Developing Urban Patch for Goldenhorn Watershed
Pratt GAUD Summer School, 2013 and 2014
with Sulan Kolatan
Design in the Age of the Super Wicked Problem
What is a (Super) Wicked Problem?
“Wicked problem“ is a phrase originally used in social planning to describe a problem that is difficult or impossible to solve because of incomplete, contradictory, and changing requirements that are often difficult to recognize. The term ‘wicked’ is used, not in the sense of evil but rather its resistance to resolution. Moreover, because of complex interdependencies, the effort to solve one aspect of a wicked problem may reveal or create other problems…..
Classic examples of wicked problems include economic, en v i r o n m en t al , and political issues. A problem whose solution requires a great number of people to change their mindsets and behavior is likely to be a wicked problem. Therefore, many standard examples of wicked problems come from the areas of public planning and policy. These include global climate change,[5] natural hazards, healthcare, the AIDS epidemic, pandemic influenza, international drug trafficking, homeland security, nuclear weapons, and nuclear energy, waste and social injustice….

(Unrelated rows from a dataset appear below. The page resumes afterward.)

PR #1476, opened 2023-06-14
[c++] `SOMAArray::write` Modified To Take in `ArrayBuffers`

nguyenv:
**Issue and/or context:**

Separated out from PR https://github.com/single-cell-data/TileDB-SOMA/pull/1449.

**Changes:**

Previously, `SOMAArray` write buffers were set with `set_column_buffer`. The `write` function now takes in an `ArrayBuffers` data structure directly.

**Notes for Reviewer:**

N/A

### DIFF
--- a/libtiledbsoma/src/soma/managed_query.h
+++ b/libtiledbsoma/src/soma/managed_query.h
@@ -169,11 +169,15 @@ class ManagedQuery {
     /**
      * @brief Set column data for write query.
      *
-     * @param column_buffer Column data
+     * @param column_name Column name
+     * @param buff Buffer array pointer with elements of the column type.
+     * @param nelements Number of array elements in buffer
      */
-    template <typename T>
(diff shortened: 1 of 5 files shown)


eddelbuettel (approved):
LGTM -- while you're at it maybe increment the copyright years to 2023 too.

libtiledbsoma/src/soma/managed_query.h
```diff
@@ -5,7 +5,7 @@
  *
  * The MIT License
  *
- * @copyright Copyright (c) 2022 TileDB, Inc.
+ * @copyright Copyright (c) 2023 TileDB, Inc.
```
eddelbuettel, line 8: I don't mean to a pedant but if 2022 was already present I think we usuallt do 2022-2023.  Not a replacement.

eddelbuettel (changes requested):

eddelbuettel (approved):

A recurring theme in research and industry literature is the connection between wicked problems and design. Design problems are typically wicked because they are often ill defined (no prescribed way forward), involve Stakeholders with different perspectives, and have no “right” or “optimal” solution. Thus wicked problems cannot be solved by the application of standard (or known) methods; they demand creative solutions….
Wicked problems cannot be tackled by the traditional approach in which problems are defined, analysed and solved in sequential steps. The main reason for this is that there is no clear problem definition of wicked problems. In a paper published in 2000, Roberts identifies the following strategies to cope with wicked problems: Authoritative, Competitive and Collaborative.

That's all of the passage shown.